**Work task**
Find the line in the entries below that contains "Now let's make". Repeat it exactly, and every line after it through the line that contains "I initially began".

**Raw data**
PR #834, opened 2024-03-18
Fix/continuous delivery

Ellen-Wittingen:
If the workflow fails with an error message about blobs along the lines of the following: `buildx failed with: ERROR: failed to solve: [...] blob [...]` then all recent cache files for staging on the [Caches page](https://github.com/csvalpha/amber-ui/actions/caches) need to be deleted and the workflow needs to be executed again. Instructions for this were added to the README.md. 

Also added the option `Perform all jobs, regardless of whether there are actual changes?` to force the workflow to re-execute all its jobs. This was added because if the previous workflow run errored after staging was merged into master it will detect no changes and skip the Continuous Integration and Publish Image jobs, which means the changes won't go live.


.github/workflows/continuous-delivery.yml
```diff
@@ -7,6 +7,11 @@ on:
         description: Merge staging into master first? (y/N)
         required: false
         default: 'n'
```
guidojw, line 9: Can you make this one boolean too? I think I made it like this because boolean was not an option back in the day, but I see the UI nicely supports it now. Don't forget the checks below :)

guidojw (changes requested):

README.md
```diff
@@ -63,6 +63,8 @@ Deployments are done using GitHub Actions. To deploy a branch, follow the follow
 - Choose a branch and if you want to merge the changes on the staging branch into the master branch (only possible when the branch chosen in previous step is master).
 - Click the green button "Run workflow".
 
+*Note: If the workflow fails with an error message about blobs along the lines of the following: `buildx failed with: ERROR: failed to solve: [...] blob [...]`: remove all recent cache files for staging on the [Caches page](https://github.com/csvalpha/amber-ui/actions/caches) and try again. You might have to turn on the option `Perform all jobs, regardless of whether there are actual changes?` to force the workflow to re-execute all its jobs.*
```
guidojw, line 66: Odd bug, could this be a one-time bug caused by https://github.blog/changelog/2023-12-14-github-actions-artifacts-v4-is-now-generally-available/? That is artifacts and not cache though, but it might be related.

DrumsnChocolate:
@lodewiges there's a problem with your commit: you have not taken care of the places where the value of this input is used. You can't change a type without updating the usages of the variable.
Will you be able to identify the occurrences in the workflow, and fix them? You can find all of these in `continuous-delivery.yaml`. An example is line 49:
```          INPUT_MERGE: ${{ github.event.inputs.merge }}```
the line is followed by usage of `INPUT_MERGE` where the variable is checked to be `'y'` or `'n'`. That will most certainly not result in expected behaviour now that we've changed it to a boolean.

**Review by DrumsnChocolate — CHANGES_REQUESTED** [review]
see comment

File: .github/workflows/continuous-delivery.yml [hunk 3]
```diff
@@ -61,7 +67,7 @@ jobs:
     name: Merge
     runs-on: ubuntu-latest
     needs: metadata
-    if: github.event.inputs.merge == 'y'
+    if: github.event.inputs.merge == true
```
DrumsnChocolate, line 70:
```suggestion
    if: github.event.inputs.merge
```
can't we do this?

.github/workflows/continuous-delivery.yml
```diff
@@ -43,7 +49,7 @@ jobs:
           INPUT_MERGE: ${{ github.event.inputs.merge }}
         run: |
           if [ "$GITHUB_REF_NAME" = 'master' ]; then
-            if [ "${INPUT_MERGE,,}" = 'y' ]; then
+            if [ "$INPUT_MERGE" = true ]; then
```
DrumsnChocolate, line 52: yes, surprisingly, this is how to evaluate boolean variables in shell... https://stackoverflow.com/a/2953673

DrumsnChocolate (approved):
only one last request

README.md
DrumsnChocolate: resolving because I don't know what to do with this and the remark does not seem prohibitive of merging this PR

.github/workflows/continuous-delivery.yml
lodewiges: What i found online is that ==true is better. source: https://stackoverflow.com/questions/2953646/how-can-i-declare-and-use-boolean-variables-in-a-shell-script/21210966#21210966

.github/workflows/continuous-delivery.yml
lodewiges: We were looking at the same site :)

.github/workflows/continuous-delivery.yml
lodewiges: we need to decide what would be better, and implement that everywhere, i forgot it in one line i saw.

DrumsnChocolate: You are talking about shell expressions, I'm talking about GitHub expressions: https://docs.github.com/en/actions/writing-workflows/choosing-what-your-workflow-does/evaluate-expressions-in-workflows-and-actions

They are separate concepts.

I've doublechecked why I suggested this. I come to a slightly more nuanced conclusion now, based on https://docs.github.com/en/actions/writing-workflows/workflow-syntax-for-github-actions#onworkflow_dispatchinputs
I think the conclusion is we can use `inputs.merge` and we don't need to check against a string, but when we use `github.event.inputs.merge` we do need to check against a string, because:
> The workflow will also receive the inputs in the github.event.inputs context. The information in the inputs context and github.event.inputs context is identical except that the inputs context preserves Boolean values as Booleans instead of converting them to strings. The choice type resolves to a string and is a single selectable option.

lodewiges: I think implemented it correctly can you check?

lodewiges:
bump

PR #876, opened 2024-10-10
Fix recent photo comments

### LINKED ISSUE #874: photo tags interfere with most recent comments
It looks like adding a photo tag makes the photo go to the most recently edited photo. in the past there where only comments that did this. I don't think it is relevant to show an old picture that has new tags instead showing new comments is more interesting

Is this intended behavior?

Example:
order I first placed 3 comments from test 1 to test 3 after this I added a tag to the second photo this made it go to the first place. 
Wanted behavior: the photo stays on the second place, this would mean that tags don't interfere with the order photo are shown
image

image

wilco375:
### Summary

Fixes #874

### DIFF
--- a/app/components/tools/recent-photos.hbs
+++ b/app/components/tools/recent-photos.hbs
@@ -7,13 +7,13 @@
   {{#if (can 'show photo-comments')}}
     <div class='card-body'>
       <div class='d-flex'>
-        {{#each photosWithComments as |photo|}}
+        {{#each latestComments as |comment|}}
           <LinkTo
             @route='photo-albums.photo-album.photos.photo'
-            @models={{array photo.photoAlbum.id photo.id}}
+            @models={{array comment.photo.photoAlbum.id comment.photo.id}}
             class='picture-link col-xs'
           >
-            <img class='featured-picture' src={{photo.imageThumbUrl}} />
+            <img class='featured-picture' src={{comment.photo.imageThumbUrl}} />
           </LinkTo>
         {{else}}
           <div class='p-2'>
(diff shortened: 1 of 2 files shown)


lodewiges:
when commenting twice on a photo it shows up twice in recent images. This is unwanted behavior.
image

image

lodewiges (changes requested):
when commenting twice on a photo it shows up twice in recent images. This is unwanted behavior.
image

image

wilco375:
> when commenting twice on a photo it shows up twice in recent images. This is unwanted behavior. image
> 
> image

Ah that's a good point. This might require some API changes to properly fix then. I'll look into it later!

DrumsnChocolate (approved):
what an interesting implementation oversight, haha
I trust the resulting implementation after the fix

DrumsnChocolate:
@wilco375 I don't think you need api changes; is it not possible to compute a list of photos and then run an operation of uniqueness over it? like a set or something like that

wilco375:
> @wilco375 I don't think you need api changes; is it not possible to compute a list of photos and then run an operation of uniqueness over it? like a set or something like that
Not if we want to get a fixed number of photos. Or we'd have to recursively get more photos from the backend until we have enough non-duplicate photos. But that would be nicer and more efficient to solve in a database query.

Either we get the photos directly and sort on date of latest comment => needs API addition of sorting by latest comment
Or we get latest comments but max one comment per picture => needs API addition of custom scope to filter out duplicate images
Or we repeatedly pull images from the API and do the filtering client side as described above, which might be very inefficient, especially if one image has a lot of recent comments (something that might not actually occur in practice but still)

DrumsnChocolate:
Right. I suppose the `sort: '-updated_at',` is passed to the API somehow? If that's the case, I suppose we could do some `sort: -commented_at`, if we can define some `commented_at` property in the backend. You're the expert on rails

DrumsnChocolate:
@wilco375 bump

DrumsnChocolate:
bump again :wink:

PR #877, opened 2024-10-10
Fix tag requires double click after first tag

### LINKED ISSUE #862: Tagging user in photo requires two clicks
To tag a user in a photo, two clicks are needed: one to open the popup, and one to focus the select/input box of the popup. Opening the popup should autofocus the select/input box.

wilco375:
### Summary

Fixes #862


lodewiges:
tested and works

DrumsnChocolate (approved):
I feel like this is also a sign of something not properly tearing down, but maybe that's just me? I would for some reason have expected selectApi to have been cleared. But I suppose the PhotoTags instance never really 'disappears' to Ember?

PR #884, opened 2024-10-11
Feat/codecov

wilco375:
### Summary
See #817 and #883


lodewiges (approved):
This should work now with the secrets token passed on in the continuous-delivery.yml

---

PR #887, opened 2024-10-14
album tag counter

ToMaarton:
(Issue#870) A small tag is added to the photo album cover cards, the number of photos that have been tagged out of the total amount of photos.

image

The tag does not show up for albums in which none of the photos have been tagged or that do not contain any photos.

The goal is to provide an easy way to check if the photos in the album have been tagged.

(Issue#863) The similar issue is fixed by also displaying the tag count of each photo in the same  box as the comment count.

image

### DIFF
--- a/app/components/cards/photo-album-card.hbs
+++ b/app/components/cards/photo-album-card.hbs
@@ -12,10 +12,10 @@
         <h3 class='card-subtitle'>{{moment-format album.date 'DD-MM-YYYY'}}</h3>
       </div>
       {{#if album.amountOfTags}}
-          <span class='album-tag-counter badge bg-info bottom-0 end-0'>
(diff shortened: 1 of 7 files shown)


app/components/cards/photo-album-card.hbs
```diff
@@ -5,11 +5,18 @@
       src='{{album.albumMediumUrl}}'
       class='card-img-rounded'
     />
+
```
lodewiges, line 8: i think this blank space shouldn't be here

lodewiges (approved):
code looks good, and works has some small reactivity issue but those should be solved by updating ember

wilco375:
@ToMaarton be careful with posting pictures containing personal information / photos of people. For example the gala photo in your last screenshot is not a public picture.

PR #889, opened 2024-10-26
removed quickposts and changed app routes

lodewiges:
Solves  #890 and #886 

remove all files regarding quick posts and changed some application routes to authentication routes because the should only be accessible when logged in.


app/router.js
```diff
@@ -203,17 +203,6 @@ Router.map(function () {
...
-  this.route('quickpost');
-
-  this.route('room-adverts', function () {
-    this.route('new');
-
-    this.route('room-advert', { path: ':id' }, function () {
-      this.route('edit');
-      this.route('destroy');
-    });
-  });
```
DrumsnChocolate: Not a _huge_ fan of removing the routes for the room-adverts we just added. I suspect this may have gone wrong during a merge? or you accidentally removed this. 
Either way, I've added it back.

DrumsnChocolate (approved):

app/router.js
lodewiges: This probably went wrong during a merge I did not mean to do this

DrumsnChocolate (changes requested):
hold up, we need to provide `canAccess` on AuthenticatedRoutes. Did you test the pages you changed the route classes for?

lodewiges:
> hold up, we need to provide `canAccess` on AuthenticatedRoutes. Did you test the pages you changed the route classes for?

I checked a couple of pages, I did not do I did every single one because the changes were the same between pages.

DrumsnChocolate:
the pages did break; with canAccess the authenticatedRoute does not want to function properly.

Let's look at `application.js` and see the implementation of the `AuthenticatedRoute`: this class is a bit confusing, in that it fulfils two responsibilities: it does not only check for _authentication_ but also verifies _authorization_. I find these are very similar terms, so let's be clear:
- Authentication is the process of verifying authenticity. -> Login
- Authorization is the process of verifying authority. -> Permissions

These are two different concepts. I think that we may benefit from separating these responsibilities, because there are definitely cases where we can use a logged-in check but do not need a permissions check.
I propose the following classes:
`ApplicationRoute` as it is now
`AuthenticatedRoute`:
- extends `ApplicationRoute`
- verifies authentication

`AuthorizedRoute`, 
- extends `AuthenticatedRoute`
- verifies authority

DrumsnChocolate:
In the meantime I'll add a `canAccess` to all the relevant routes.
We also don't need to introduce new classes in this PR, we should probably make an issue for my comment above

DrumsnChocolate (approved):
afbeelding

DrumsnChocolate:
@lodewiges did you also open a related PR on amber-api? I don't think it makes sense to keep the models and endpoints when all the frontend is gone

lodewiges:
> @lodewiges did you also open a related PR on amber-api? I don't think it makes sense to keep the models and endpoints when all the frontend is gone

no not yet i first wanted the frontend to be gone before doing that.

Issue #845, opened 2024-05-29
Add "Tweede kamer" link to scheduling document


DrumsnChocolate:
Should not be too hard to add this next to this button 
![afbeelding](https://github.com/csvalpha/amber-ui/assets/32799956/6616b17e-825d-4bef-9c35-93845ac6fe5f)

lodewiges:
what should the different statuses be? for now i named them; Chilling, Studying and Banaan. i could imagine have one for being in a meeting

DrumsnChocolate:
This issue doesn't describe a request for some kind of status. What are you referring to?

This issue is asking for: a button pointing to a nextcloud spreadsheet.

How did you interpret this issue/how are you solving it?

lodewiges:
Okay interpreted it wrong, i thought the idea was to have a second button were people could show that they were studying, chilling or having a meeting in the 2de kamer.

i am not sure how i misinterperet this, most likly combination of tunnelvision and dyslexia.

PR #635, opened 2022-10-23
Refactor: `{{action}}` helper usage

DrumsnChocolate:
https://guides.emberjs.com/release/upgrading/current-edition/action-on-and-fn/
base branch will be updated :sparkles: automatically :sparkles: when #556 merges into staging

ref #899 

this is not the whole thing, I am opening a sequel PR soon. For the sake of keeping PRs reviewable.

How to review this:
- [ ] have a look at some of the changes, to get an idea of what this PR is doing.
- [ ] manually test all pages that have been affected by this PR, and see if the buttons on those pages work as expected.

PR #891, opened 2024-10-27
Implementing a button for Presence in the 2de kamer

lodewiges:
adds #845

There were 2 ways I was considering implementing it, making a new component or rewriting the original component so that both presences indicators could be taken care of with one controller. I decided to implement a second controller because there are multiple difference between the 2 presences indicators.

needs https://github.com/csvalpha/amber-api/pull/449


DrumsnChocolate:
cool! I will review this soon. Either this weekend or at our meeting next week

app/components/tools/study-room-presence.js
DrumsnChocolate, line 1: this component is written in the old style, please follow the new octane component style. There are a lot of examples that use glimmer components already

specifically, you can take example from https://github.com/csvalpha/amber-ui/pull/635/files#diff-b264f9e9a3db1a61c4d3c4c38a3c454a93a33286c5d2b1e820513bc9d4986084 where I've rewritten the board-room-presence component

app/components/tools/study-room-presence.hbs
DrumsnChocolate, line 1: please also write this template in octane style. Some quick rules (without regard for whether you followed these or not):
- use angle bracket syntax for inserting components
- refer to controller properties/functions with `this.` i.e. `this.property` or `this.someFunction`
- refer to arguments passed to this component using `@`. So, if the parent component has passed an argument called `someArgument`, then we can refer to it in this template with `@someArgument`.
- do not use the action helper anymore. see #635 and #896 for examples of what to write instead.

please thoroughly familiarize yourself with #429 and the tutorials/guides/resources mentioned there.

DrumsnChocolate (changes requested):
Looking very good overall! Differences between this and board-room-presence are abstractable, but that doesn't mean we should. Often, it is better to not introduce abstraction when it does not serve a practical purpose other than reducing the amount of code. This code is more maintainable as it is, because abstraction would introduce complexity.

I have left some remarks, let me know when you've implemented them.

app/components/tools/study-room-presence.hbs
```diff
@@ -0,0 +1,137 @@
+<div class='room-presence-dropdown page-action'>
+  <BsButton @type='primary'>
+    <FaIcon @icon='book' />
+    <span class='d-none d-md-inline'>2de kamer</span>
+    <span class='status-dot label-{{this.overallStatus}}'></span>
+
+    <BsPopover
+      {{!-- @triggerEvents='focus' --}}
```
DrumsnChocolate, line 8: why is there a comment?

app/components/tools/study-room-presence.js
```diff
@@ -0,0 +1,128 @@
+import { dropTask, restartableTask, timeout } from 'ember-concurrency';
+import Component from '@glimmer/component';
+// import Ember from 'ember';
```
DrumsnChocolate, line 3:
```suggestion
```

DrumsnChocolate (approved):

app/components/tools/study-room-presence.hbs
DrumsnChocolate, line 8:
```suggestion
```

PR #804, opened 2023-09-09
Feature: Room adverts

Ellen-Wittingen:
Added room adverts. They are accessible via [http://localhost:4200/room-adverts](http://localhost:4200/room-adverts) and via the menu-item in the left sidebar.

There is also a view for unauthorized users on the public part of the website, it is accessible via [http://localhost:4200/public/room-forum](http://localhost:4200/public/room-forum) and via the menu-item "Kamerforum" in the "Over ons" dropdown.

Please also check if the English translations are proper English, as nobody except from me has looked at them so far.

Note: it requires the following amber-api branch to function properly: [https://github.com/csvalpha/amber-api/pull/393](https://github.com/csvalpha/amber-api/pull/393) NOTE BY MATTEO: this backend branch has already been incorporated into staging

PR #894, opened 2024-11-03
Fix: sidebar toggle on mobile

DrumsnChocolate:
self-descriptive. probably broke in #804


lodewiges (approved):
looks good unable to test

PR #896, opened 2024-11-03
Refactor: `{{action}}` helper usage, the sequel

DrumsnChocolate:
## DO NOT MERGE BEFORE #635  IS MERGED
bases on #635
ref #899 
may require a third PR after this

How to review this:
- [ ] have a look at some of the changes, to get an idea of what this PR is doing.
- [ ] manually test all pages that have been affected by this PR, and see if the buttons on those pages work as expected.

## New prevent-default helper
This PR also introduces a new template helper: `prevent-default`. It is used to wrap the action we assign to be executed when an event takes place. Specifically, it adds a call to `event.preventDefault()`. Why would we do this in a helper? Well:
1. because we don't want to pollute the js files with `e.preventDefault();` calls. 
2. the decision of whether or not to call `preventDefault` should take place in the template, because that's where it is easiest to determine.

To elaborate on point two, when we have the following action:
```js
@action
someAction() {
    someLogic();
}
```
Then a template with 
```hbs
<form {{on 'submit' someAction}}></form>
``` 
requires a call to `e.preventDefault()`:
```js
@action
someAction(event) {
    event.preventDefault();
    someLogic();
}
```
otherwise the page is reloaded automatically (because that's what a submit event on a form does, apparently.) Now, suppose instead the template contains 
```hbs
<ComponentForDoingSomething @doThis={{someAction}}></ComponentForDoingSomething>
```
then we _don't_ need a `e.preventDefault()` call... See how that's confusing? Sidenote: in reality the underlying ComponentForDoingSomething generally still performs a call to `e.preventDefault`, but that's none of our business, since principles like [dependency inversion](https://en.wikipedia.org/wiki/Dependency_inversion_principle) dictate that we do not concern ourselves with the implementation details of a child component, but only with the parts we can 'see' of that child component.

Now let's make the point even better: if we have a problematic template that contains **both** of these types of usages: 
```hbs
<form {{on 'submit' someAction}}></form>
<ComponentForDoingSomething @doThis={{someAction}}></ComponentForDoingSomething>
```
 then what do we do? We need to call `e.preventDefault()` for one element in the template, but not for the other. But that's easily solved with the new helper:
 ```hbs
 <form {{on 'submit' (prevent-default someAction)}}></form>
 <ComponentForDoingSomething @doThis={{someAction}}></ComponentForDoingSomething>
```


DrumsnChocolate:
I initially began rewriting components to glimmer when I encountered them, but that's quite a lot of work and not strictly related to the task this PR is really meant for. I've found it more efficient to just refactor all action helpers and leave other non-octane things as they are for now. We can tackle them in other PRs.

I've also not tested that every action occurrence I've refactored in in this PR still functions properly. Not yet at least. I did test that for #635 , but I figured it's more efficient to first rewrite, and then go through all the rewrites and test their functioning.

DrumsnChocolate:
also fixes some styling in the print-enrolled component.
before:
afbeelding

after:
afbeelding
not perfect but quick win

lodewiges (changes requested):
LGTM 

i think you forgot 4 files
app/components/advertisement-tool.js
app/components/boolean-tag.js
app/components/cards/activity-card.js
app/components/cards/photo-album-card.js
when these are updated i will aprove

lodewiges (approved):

* * *

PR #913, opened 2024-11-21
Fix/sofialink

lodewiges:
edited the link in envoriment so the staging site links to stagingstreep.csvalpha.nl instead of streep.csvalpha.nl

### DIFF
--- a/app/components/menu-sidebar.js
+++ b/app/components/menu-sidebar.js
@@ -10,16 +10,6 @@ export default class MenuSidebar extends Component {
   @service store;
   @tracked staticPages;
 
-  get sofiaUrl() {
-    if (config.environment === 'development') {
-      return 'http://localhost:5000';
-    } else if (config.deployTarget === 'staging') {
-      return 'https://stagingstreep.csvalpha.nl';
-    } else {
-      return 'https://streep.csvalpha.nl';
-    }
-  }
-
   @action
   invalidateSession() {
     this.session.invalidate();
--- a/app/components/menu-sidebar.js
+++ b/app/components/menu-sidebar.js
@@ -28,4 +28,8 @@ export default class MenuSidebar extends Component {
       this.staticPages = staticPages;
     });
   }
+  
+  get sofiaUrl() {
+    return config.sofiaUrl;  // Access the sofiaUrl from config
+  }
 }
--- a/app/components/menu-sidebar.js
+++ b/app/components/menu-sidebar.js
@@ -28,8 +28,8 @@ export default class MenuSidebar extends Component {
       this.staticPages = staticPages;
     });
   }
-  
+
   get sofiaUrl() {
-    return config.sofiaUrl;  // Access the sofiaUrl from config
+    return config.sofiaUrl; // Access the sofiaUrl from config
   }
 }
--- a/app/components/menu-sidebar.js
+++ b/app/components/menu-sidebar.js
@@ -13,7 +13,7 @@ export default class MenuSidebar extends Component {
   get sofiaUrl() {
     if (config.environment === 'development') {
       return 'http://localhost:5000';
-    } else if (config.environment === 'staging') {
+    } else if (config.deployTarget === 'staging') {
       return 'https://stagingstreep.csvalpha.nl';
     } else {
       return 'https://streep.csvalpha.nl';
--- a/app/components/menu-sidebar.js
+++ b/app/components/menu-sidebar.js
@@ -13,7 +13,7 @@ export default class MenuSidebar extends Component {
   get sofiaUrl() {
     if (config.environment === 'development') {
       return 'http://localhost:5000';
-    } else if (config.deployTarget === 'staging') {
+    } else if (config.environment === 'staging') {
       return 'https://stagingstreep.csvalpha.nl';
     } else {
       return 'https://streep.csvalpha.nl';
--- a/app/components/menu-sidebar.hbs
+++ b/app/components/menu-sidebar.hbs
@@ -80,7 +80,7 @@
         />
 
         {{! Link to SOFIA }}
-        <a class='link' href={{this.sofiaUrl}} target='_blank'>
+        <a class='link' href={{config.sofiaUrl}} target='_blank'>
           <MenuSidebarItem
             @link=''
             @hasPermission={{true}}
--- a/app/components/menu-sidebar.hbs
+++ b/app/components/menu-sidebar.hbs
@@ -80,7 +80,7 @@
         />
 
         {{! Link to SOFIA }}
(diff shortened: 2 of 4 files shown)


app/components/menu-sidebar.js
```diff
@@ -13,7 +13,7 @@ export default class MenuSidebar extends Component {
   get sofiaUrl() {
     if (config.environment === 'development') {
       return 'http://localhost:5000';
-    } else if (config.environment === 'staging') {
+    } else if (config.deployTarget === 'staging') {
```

**Reply**
Now let's make the point even better: if we have a problematic template that contains **both** of these types of usages: 
```hbs
<form {{on 'submit' someAction}}></form>
<ComponentForDoingSomething @doThis={{someAction}}></ComponentForDoingSomething>
```
 then what do we do? We need to call `e.preventDefault()` for one element in the template, but not for the other. But that's easily solved with the new helper:
 ```hbs
 <form {{on 'submit' (prevent-default someAction)}}></form>
 <ComponentForDoingSomething @doThis={{someAction}}></ComponentForDoingSomething>
```


DrumsnChocolate:
I initially began rewriting components to glimmer when I encountered them, but that's quite a lot of work and not strictly related to the task this PR is really meant for. I've found it more efficient to just refactor all action helpers and leave other non-octane things as they are for now. We can tackle them in other PRs.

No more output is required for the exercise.